Here's an example of joining two tables with and without a unique index. Listing 1 creates copies of the Orders and Order Details tables in the Northwind database and builds a clustered index on OrderID in both tables. When you initially join the tables and display the query plan, you'll see that SQL Server chooses a nested-loop join. Although the OrderID column is unique in the Orders table, if you don't specify unique in the index definition, the optimizer isn't aware that the key values are unique. So when you rebuild the clustered index in the Orders table, specifying that it must be unique, the revised query plan shows that SQL Server uses a merge join.

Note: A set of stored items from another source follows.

PR #4972, opened 2020-10-07
Beacon now checks for players in surrounding square

12xx12:
Any beacon checks now for any player in a BoundingBox around it and applies it's effects.

This way this is less performant with few players but way more performant with many players.

### DIFF
--- a/src/BlockEntities/BeaconEntity.cpp
+++ b/src/BlockEntities/BeaconEntity.cpp
@@ -225,7 +225,7 @@ void cBeaconEntity::GiveEffects(void)
 		return;
 	}
 
-	int Radius = m_BeaconLevel * 10 + 10;
+	double Radius = static_cast<double>(m_BeaconLevel) * 10 + 10;
 	short EffectLevel = 0;
 	if ((m_BeaconLevel >= 4) && (m_PrimaryEffect == m_SecondaryEffect))
 	{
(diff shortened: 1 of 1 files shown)


src/BlockEntities/BeaconEntity.cpp
```diff
@@ -234,28 +234,22 @@ void cBeaconEntity::GiveEffects(void)
 
 	bool HasSecondaryEffect = (m_BeaconLevel >= 4) && (m_PrimaryEffect != m_SecondaryEffect) && (m_SecondaryEffect > 0);
 
-	Vector3d BeaconPosition(m_Pos);
-	GetWorld()->ForEachPlayer([=](cPlayer & a_Player)
+	auto Area = cBoundingBox(m_Pos, Radius, cChunkDef::Height - 1, static_cast<double>(-m_Pos.y));
```
bearbin, line 237: According to the wiki, this should actually be:

```suggestion
	auto Area = cBoundingBox(m_Pos, Radius, Radius + static_cast<double(cChunkDef::Height), -Radius);
```

That way the AABB extends above the beacon by 256 blocks, and below it by Radius.

tonibm19:
hi admin

you hope you doing well

thanks for contacting me

i really was a wonderfull day on your office

i hope we can talk together again

vanessa

bearbin (approved):

PR #4973, opened 2020-10-07
Simple end gen

NiLSPACE:
Implements a new end generator:

Image2

Vanilla also has various tiny islands, but I believe it's better to create a finisher for that. I still have some ideas on how to use a 3d noise which in my opinion creates nicer looking islands, but I believe this will suffice for now.


PureTryOut:
I'm just looking at the picture, but does this not generate a portal (non-activated at first) that's (eventually) supposed to bring you back to the overworld yet? I guess this is literally just the generation of the islands?

12xx12:
You are correct. I'm currently working on the portal and towerr generation

Titaniumtown:
Woah! Good work! I'm glad there is more focus on properly implementing the end. Would love to see the game being able to be completed on Cuberite!

12xx12:
A quick note:

In 1.9 biomes were added in the end. One for the main island and some for the surrounding islands. 

The biome for the central island determines the size of the void around the central island

NiLSPACE:
The End has changed more than I thought. I guess i'll add those biomes the next time I'm working on The End. I plan to do that when working on the 3d noise variant. The biomes themselves shouldn't be too hard to do. I can use the distorted voronoi as a basis.

NiLSPACE:
@cuberite/core-team

12xx12:
I added the biomes to the todo list in the issue for the end.

I think this would be the next step before adding the other end stuff (villages, plant thingies,...)

bearbin:
LGTM, any reason this can't go in @cuberite/core-team ?

mathiascode (approved):

PR #4975, opened 2020-10-08
Obsidian pillars, end fountain, Ender dragon spawning (The one with the cursed build)

12xx12:
This PR adds the obsidian pillars and the end fountain to the end generator.

cage around one of the pillars

Top view

- The pillars are configurable
  - Radius of circle
  - The height, radius and if the tower should have a cage
- The end fountain uses a ```.scematic``` file to be generated from


NiLSPACE:
I think it's better to have the end portal as a prefab instead of hardcoding the blocks in the sourcecode. I quickly made an endportal and exported it on the Gallery server:

```lua

-- EndPortal.cubeset

-- Defines the prefabs in the group EndPortal

-- NOTE: This file has been generated automatically by GalExport!
-- Any manual changes will be overwritten by the next automatic export!




Cubeset =
{
	Metadata =
	{
		CubesetFormatVersion = 1,
		ExportDate = "2020-10-08 15:17:04",
	},

	Pieces =
	{
		{
			OriginData =
			{
				ExportName   = "EndPortal",
				Name         = "Plains 405",
				GalleryName  = "Plains",
				GalleryIndex = "405",
				ID           = "1714",
				CreatorName  = "NiLSPACE",
			},
			Size =
			{
				x = 7,
				y = 5,
				z = 7,
			},
			Hitbox =
			{
				MinX = 0,
				MinY = 0,
				MinZ = 0,
				MaxX = 6,
				MaxY = 4,
				MaxZ = 6,
			},
			Connectors =
			{
			},
			Metadata =
			{
				["AddWeightIfSame"] = "0",
				["AllowedRotations"] = "7",
				["DefaultWeight"] = "100",
				["DepthWeight"] = "",
				["ExpandFloorStrategy"] = "None",
				["IsStarting"] = "0",
				["MergeStrategy"] = "msSpongePrint",
				["MoveToGround"] = "0",
			},
			BlockDefinitions =
			{
				".:  0: 0",  -- air
				"a:  7: 0",  -- bedrock
				"b: 50: 4",  -- torch
				"c: 50: 2",  -- torch
				"d: 50: 1",  -- torch
				"e: 50: 3",  -- torch
				"m: 19: 0",  -- sponge
			},
			BlockData =
			{
				-- Level 0
				"mmmmmmm",  --  0
				"mmaaamm",  --  1
				"maaaaam",  --  2
				"maaaaam",  --  3
				"maaaaam",  --  4
				"mmaaamm",  --  5
				"mmmmmmm",  --  6

				-- Level 1
				"mmaaamm",  --  0
				"ma...am",  --  1
				"a.....a",  --  2
				"a..a..a",  --  3
				"a.....a",  --  4
				"ma...am",  --  5
				"mmaaamm",  --  6

				-- Level 2
				".......",  --  0
				".......",  --  1
				".......",  --  2
				"...a...",  --  3
				".......",  --  4
				".......",  --  5
				".......",  --  6

				-- Level 3
				".......",  --  0
				".......",  --  1
				".......",  --  2
				"...a...",  --  3
				".......",  --  4
				".......",  --  5
				".......",  --  6

				-- Level 4
				".......",  --  0
				".......",  --  1
				"...b...",  --  2
				"..cad..",  --  3
				"...e...",  --  4
				".......",  --  5
				".......",  --  6

			},
		},  -- EndPortal
	},  -- Pieces
}





```

src/Generating/EnderDragonFightStructuresGen.cpp
```diff
@@ -0,0 +1,252 @@
...
+	// Choose random height
+	int Index = m_Noise.IntNoise3DInt(a_AbsPos) % m_TowerHeights.size();
+	do
+	{
+		Index = (Index + 1) % m_TowerHeights.size();
+		Properties = m_TowerHeights[Index];
+	} while (Properties.m_Height == 0);
+
+	// Make sure the tower does not cross chunk boarders
+	Pos.x = std::max(Pos.x, Properties.m_Radius - 1);
```
NiLSPACE, line 192: We have the function `Clamp` for this.

src/Generating/EnderDragonFightStructuresGen.h
```diff
@@ -0,0 +1,53 @@
...
+		bool m_HasCage;
+
+		sTowerProperties(int a_Height, int a_Radius, bool a_HasCage) :
+			m_Height(a_Height),
+			m_Radius(a_Radius),
+			m_HasCage(a_HasCage)
+		{
+		}
+	};
+	std::array<sTowerProperties, 10> m_TowerHeights =
```
NiLSPACE, line 32: Isn't it easier to determine these properties on the spot using an intnoise?
```cpp
int height = 70 + m_Noise.IntNoise3dInt(TowerPos) % 30;
int radius = 3 + m_Noise.IntNoise3dInt(TowerPos) % 3;
bool hasCage = (m_Noise.IntNoise3dInt(TowerPos) % 10) < 2;
```

12xx12: Yes it would be but the notchian implementation does have exakt value for that:
https://minecraft.gamepedia.com/End_spike

You clould do this on the fly if you like as there is a system behind the tower proportions

NiLSPACE: I see. How about we make it configurable? Something like:
```ini
ObsydianPillars=76|3|false, 79|3|true, 82|3|true, ...
```

The code to generate the positions in a circle would have to be modified to handle different amounts of pillars though.

12xx12: That can be easily done. The code simply chooses an angle an starts placing towers evenly spaced in a circle. You can change the angle between towers to accommodate for more towers

12xx12: Do you think the radius of the circle should be modified or adjusted by the cound of towers

10 Towers -> 43 radius
20 Towers -> 86 radius
...

NiLSPACE: You could make that configurable as well :)
```ini
ObsydianPillarsRadius=43
```

Titaniumtown:
Even more progress to make the game able to be completed on Cuberite! Amazing job guys!

src/Generating/EnderDragonFightStructuresGen.cpp
```diff
@@ -0,0 +1,252 @@
...
+	Pos.x = std::min(Pos.x, cChunkDef::Width - Properties.m_Radius);
+	Pos.z = std::max(Pos.z, Properties.m_Radius - 1);
+	Pos.z = std::min(Pos.z, cChunkDef::Width - Properties.m_Radius);
+
+	// Place obsidian pillar
+	for (int Y = 0; Y <= Properties.m_Height - 2; Y++)
```
NiLSPACE, line 198: Why not go top to bottom and break when reaching something other than air?

12xx12:
About the Prefab:

I have no clue how to use these except with the piece pool.
But for this use I don't think carrying around a whole object that powerfull is neccecary. This is only spawned when the end is initially generated

If there is another way feel free to push into this PR

src/Generating/EnderDragonFightStructuresGen.cpp
```diff
@@ -5,22 +5,34 @@
...
+			LOGWARNING("Got unmatching parameters on generating obsidian pillars: %s, Please use \"Height|Radius|HasCage\", ...", TowerProperty);
+			continue;
+		}
+		int Height = std::stoi(TowerPropertyVector[0]);
+		int Radius = std::stoi(TowerPropertyVector[1]);
+		bool HasCage = false;
+		if (NoCaseCompare(TowerPropertyVector[2], "true") == 0)
+		{
+			HasCage = true;
+		}
```
NiLSPACE, line 27: Perhaps there should be a warning when an unexpected value is used here?

NiLSPACE:
I believe you still have to add the generator to the generating test's cmake file. `tests/Generating/CMakeLists.txt`

NiLSPACE:
I believe you missed the header file in the cmakelist.

For the prefab, as it's just a single structure, we could just put the schematic in the Prefabs folder and use `cSchematicFileSerializer::LoadFromSchematicFile(area, filePath)` to load the prefab into a cBlockArea.

12xx12:
I just copied the error from the MVSC and didn't bother to change the datatypes...

Now one of the builds refused to finish...

12xx12:
The ```cSchematicFileSerializer::LoadFromSchematicFile(area, filePath)``` doesn't accept cubesets. Only ```.scematic``` files with NBT description of the world

NiLSPACE:
Yes, I already exported it: [EndPortal_EndPortal.zip](https://github.com/cuberite/cuberite/files/5353774/EndPortal_EndPortal.zip)

The cubeset format is mostly focussed on multiple structures or pieces. The end portal however is a single structure which only occurs once. For this reason I think having a schematic instead of a cubeset is fine. I'm not sure how others feel about this (@cuberite/core-team) as we don't have allot of binary files in the repo.

12xx12:
Ok with the scematic file everything works fine.
Except that the torches are placed one block to high. I moved them already on the galery server

NiLSPACE:
Ah, I've re-exported it: [EndPortal_EndPortal.zip](https://github.com/cuberite/cuberite/files/5353939/EndPortal_EndPortal.zip)

src/Generating/EnderDragonFightStructuresGen.cpp
```diff
@@ -0,0 +1,282 @@
...
+		(a_ChunkDesc.GetChunkZ() > 6) ||
+		(a_ChunkDesc.GetChunkZ() < -6))
+	{
+		return;
+	}
+	// Places the exit portal
+	auto Coords = a_ChunkDesc.GetChunkCoords();
+	if (Coords == cChunkCoords({0, 0}))
+	{
+		a_ChunkDesc.WriteBlockArea(m_Fountain, -3, 62, -3, cBlockArea::msSpongePrint);
```
NiLSPACE, line 85: Would these coordinates work when I use a portal with a different size?

NiLSPACE:
@bearbin do you know why travis fails? It seems like there is some kind of timeout.

src/Generating/EnderDragonFightStructuresGen.cpp
12xx12: No

12xx12: This could be easily fixed. Whyever you would change the prefab. When the dragon dies it will spawn the portal. This spawning would know the size of the portal

12xx12: We could make this configurable. We just need to the the space where the exit portal should spawn

NiLSPACE: If the endportal prefab is configurable it makes sense that the generator knows how to handle prefabs with different sizes right?

12xx12: Yeah of course - but we need to note down the size somewhere for the ender dragon spawn the exit portal

or we search the area araound (0, 62, 0) and spawn in the area around it till we hit bedrock. Although this will break the server if someone ever breaks the bedrock of the fountain in creative mode.

Another thing i noticed that the end portal regenerated if someone travels to the end. That should be done by us also.

that still might break the exit portal

NiLSPACE: The obsidian floor at spawn also regenerates everytime something travels to the end. Isn't the portal always at exactly 0,y,0 ?

NiLSPACE: The regenerating part is harder for us at the moment as the generator isn't build to regenerate specific structures in existing chunks.

12xx12: > The obsidian floor at spawn also regenerates everytime something travels to the end.
Oh yeah... that thing...

> Isn't the portal always at exactly 0,y,0 ?
It is

bearbin:
Build failure looks like the build slave just hung, which happens sometimes. I've restarted it and we can see if it works properly this time.

tigerw:
> I'm not sure how others feel about this (cuberite/core-team) as we don't have allot of binary files in the repo.

No objections

src/Generating/EnderDragonFightStructuresGen.cpp
```diff
@@ -0,0 +1,282 @@
...
+		return;
+	}
+	PlaceTower(a_ChunkDesc, It->second);
+}
+
+
+
+
+
+void cEnderDragonFightStructuresGen::PlaceFountainSouthEast(cChunkDesc & a_ChunkDesc) const
```
NiLSPACE, line 115: These methods can now be removed as we're using a cBlockArea

src/Generating/EnderDragonFightStructuresGen.cpp
```diff
@@ -0,0 +1,190 @@
...
+	// Generate Positions in a circle
+	for (int i = 0; i < static_cast<int>(m_TowerProperties.size()); i++)
+	{
+		auto TowerPos = Vector3i(static_cast<int>(FloorC(a_Radius * cos(Angle))), 0, static_cast<int>(FloorC(a_Radius * sin(Angle))));
+		auto ChunkX = static_cast<int>(FloorC(TowerPos.x / cChunkDef::Width));
+		if (TowerPos.x < 0)
+		{
+			ChunkX--;
+		}
+		auto ChunkZ = static_cast<int>(FloorC(TowerPos.z / cChunkDef::Width));
```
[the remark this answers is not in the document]
peterbell10: There are lots in `GenFinish` as well.

src/Generating/EnderDragonFightStructuresGen.cpp
```diff
@@ -0,0 +1,190 @@
...
+		if (TowerPos.z < 0)
+		{
+			ChunkZ--;
+		}
+
+		m_TowerPos[cChunkCoords(ChunkX, ChunkZ)] = TowerPos;
```
peterbell10, line 63: Are towers chunk-aligned in the notchian implementation?

src/Generating/EnderDragonFightStructuresGen.cpp
```diff
@@ -0,0 +1,190 @@
...
+		for (int X = -2; X <= 2; ++X)
+		{
+			for (int Z = -2; Z <= 2; ++Z)
+			{
+				a_ChunkDesc.SetBlockType(Pos.x + X, Properties.m_Height + 2, Pos.z + Z, E_BLOCK_IRON_BARS);
+			}
+		}
+	}
+	// Set the height to zero that this tower has been generated
+	m_TowerProperties[Index].m_Height = 0;
```
peterbell10, line 189: Any reason not to remove the tower from the list entirely?
```suggestion
	std::swap(m_TowerProperties[Index], m_TowerProperties.back());
	m_TowerProperties.resize(m_TowerProperties.size() - 1);
```

src/Generating/EnderDragonFightStructuresGen.h
```diff
@@ -0,0 +1,37 @@
...
+		int m_Height;
+		int m_Radius;
+		bool m_HasCage;
+
+		sTowerProperties(int a_Height, int a_Radius, bool a_HasCage) :
+			m_Height(a_Height),
+			m_Radius(a_Radius),
+			m_HasCage(a_HasCage)
+		{
+		}
```
peterbell10, line 30: You don't need a constructor, just use aggregate initialization:
```cpp
sTowerProperties{Height, Radius, HasCage};
```

tests/Generating/Stubs.cpp
```diff
@@ -404,3 +406,704 @@ cItem::cItem(
...
+
+cPawn::~cPawn(void)
+{
+}
+
+
+
+
+
+void __cdecl cPawn::Destroyed(void)
```
peterbell10, line 828:
```suggestion
void cPawn::Destroyed(void)
```

src/Generating/EnderDragonFightStructuresGen.cpp
12xx12: Yeah - there might be some tinkering to do if we want to place them 100% right

src/Generating/EnderDragonFightStructuresGen.cpp
12xx12: No they aren't. I could do some thinking on making it work. I have an idea

12xx12:
As the error on the clang travis ARM build still fails I think this might be related the way of choosing the tower height.

I had a problem during development, that the choosing of the tower to place because the noise didn't generate all numbers in the range. I think i fixed that but it still might be there.

@bearbin does the buildserver kill the process after some time?
I'll try to ad a log that prints the chosen tower and commit again to check if this causes the error

bearbin:
The buildserver does kill the process if it hangs for 10 or so minutes - and it looks like this code is actually hanging when compiled with clang 6 on arm64 for some reason, not just a random thing since it's repeatable.

I'm surprised that Cuberite is hanging without the deadlock detector kicking in though... maybe this needs more investigation.

12xx12:
it seems the generator is not covered by the deadlock detector.

I'm gonna add the debug output and push to see whats the cause

NiLSPACE:
The deadlock detector only detects deadlocks in world threads. Perhaps the deadlock is somewhere else?

12xx12:
hm... in my generator there seems to be no deadlock. Everything works smoothly on setup and generation

12xx12:
The Log always stops during the generation in the nether. I don't think i changed somethin there

NiLSPACE:
Could it be a resource that both the netherfortress finisher and EnderDragonFightStructuresGen are accessing?

src/Generating/EnderDragonFightStructuresGen.cpp
```diff
@@ -0,0 +1,193 @@
...
+		(a_ChunkDesc.GetChunkZ() < -6))
+	{
+		return;
+	}
+	// Places the exit portal
+	auto Coords = a_ChunkDesc.GetChunkCoords();
+	if (Coords == cChunkCoords({0, 0}))
+	{
+		auto EnderDragon = std::make_unique<cEnderDragon>();
+		EnderDragon->SetPosition({0.0, 80.0, 0.0});
```
NiLSPACE, line 90: Perhaps `Clamp(a_ChunkDesc.GetHeight(0, 0) + 20, 0, cChunkDef::Height)` for y might be better. Cuberite has a really configurable world generator, so it's possible someone generates really extreme terrain which could cause the dragon to spawn inside endstone.

12xx12:
The only thing that is accessed from the end generator is the fountain prefab. And this in a seperate folder with another file ending.

12xx12:
The funky thing is that the issue only occurs on the ARM build.

In one build i tried if the initialsation passes. That works. It doesn't seem to be the file access.

NiLSPACE:
Hmm.. It's also really strange that it stops in the middle of a log. As if the main thread is blocked while flushing.

12xx12:
Ok I checked the builds. The error is there before I added the prefab import. So I think the error is further down the line

NiLSPACE:
The first commit that has this where clang did compile is 4ae80f2b4194f26261a4b0495d18950d02013001

12xx12:
Everythign else before that is just a Noise Generator from a seed and the fountain being placed manually and access to the provided chunkinterface

NiLSPACE:
Perhaps the problem lies in the initialization of the end structures but the log wasn't flushed to std::out yet. We might think the nether is still generating, but it's possible that has already finished.

Could you set the default finishers for the end back to empty? If that commit succeeds it's probably in the initialization part.

NiLSPACE:
It seems to be stuck again. Does anyone have a Raspberry pi or something to try this out?

12xx12:
i'm confused...

If we remove the default finisher that means my code doesn't run at all... So this issue isn't cause by this PR if I understand

NiLSPACE:
It certainly looks like it, but for some reason only this PR is affected by it.

src/Generating/EnderDragonFightStructuresGen.cpp
```diff
@@ -0,0 +1,193 @@
...
+				{
+					a_ChunkDesc.SetBlockType(NewPos.x, NewPos.y, NewPos.z, E_BLOCK_OBSIDIAN);
+				}
+			}
+		}
+	}
+	// Spawn the bedrock
+	a_ChunkDesc.SetBlockType(Pos.x, Properties.m_Height - 1, Pos.z, E_BLOCK_BEDROCK);
+	// Spawn the Ender Crystal - the original passed position is not used because the tower might have been moved due to crossing chunk borders
+	auto EnderCrystal = std::make_unique<cEnderCrystal>(Vector3d(Pos.x + cChunkDef::Width * a_ChunkDesc.GetChunkX() + 0.5, Properties.m_Height, Pos.z + cChunkDef::Width * a_ChunkDesc.GetChunkZ() + 0.5));
```
peterbell10, line 157:
```suggestion
	auto EnderCrystal = std::make_unique<cEnderCrystal>(a_AbsPos + Vector3d(0.5, Properties.m_Height, 0.5));
```

TheUserCreated:
This does in fact build perfectly fine on my RasPi 4 using either clang 7 or GCC 8.3

bearbin:
After some hard work trying to get this reproduced on real hardware, no success was found. The build succeeded on a 64bit raspi. 

I think the next thing to do is to say this PR is contaminated, and close it. Create another with identical code (but new commits rebased off master) and see what happens.

peterbell10:
I re-run the build with the travis caches cleared and it still failed. That and the fact this is happening consistently suggests it really is the PR that's causing it. @12xx12 what happens if you remove the m_FinishGens.push_back` line entirely?

12xx12:
Gonna do that ASAP.

Might it be related to the way I access the ini file during generation?

12xx12:
I just  noticed that it takes "ages" compared to the other files to build the EnderDragoinFightStructureGen.cpp during testing

12xx12:
Ok the execution still fails if the creation of the generator object is not done at all...

I'm gonna remove everything in ComposebleGeneratorIadded

12xx12:
I'm confused..

I removed the new generator from the cMakelist.txt file and the executionm still crashes

12xx12:
Please continue conversation on PR #4993

I you have anything about the failing I think this PR is the right place.

@cuberite/core-team Do we keep this open to further inspect the issue or do we assing this to the gost in the machine?

bearbin:
Closing in favour of #4993, let's keep this safely quarantined.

In some cases, SQL Server's optimizer might decide that it's cheap enough to sort one of the inputs before the join, then perform a merge join. If you change Listing 1 slightly so that the initial index built on the Order Details table is nonclustered, as Listing 2 shows, the query plan shows a sort operation before a merge join.
Know Your Tables
Usually, the query optimizer determines the type of join SQL Server will use. You can just write your join query and leave the choice of strategy to SQL Server. However, knowing how SQL Server performs the joins can help you decide which indexes will be most useful. The optimizer usually chooses nested-loop join if one of the join inputs is very small compared with the other input and the larger input has a clustered index on the join column. Merge join is the most likely strategy if both inputs are sorted on the join column and, in particular, if one of the inputs has a unique clustered index.
Both nested-loop and merge joins require appropriate indexes on the tables. However, if your application lets users build ad hoc queries, you might not know in advance what the best columns for indexes are. The third type of join, hash join, lets SQL Server achieve pretty good join performance even when your tables have no useful indexes. In my next column, I'll discuss hash joins.